* **What you need to do**
Return, exactly and in full, the lines of the records below starting at the one with "Grace period for metrics late for aggregation" and ending at the one with "This addresses a", and no other lines.

* **Exercise data**

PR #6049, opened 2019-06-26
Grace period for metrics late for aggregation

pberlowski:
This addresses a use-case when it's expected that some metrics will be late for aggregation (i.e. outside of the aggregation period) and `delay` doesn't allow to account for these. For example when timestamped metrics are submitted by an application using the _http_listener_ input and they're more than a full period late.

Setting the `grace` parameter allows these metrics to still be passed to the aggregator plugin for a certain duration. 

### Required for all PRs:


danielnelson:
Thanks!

* **Output below**
Grace period for metrics late for aggregation

pberlowski:
This addresses a use-case when it's expected that some metrics will be late for aggregation (i.e. outside of the aggregation period) and `delay` doesn't allow to account for these. For example when timestamped metrics are submitted by an application using the _http_listener_ input and they're more than a full period late.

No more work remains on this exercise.